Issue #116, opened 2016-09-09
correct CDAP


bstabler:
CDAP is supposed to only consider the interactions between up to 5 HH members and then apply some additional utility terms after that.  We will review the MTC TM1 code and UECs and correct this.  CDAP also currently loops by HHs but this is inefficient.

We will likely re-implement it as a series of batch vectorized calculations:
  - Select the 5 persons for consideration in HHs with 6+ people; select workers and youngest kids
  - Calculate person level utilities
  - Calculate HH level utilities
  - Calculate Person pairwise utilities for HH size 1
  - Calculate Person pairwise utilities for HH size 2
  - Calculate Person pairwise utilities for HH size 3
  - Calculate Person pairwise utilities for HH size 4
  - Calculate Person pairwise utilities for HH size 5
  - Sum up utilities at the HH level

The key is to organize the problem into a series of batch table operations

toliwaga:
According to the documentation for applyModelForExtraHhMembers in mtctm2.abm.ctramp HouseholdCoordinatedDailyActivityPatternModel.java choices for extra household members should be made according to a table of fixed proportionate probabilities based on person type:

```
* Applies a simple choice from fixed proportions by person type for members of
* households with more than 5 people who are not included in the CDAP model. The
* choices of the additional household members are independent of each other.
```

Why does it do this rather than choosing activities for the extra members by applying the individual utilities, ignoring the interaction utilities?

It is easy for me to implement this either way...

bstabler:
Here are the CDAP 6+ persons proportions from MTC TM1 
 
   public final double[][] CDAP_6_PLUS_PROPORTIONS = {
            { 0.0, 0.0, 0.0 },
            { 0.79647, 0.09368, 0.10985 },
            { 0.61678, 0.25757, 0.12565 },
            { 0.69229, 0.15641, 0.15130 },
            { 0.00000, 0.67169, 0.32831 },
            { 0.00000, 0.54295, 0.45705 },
******
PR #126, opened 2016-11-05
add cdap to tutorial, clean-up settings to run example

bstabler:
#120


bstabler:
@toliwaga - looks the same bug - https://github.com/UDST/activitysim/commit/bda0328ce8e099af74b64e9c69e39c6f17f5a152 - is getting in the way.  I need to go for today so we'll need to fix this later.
******
**Activity:**
Would you copy each line of the records that contains "toliwaga"?

**Result of this exercise:**
toliwaga:
@toliwaga - looks the same bug - https://github.com/UDST/activitysim/commit/bda0328ce8e099af74b64e9c69e39c6f17f5a152 - is getting in the way.  I need to go for today so we'll need to fix this later.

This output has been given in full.